From: Hector MacQueen

Subject: Third party contracts and small verbal differences

 

Interesting to compare this with two Scotch cases from the century before last (we've had third party rights for a little longer than the English) -

Rose Murison & Thomson v Wingate Birrell (1889) 16 R 1132. Held that creditors in obligations undertaken by an underwriter had a title to sue the guarantors of the underwriter's trade association, the guarantees in question providing only that "we [the guarantors] guarantee the liabilities arising on the account of JB [the underwriter] underwritten by us in his name."

Was this precedent cited to the English court, I wonder?

Contrast however

Henderson v Stubbs (1894) 22 R 51. One company purchased the business of another with the contract providing that the purchaser should pay the debts of the vendor.

Outcome contrasts with the Rose case above: held that this conferred no rights upon the vendor's creditors, since the arrangement was intended only for the benefit of the two contracting companies.

 

Hector

--
Hector L MacQueen
Professor of Private Law
Director, AHRC Research Centre Intellectual Property and Technology Law Edinburgh Law School University of Edinburgh Edinburgh EH8 9YL UK
Tel: (0)131-650-2060; Fax: (0)131-662-6317

 

Quoting Andrew Tettenborn:

What's the difference between discharging X's debts and paying off X's creditors? Quite a lot, at least according to the decision of the English CA in Avraamides v Colwill [2006] EWCA Civ 1533 on the interpretation of the Contracts (Rights of Third Parties) Act 1999.

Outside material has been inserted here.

PR #475, opened 2021-06-16
Fix plugin documentation link

r-darwish:


jjw24 (approved):
good catch, thank you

A gets B Ltd to revamp his bathrooms. B Ltd botch the job and owe A a tidy sum in damages. B sells its bathroom-revamping business to C, C promising

(1) "to settle the current liabilities of the company ..."

and

(2) "to complete outstanding customer orders taking into account any deposits paid by customers as at 31 March 2003, and to pay in the normal course of time any liabilities properly incurred by the company as at 31 March 2003."

B being but, A sues C as third-party beneficiary. Held, the suit fails, since under s.1(3) of the Contracts (Rights of Third Parties) Act 1999), the third party

"... must be expressly identified in the contract by name, as a member of a class or as answering a particular description but need not be in existence when the contract is entered into."

Here, says the court, there's no express naming of the third party, and the word "express" means you can't infer who it might be from the wording or intent of the contract as a whole.

Had C agreed to "pay the current creditors of the company" A would presumably have won. As it is C must be thanking his lucky stars his lawyers chose to say "settle the current liabilities of the company," even though no doubt the lawyers thought it made no odds which way they put it.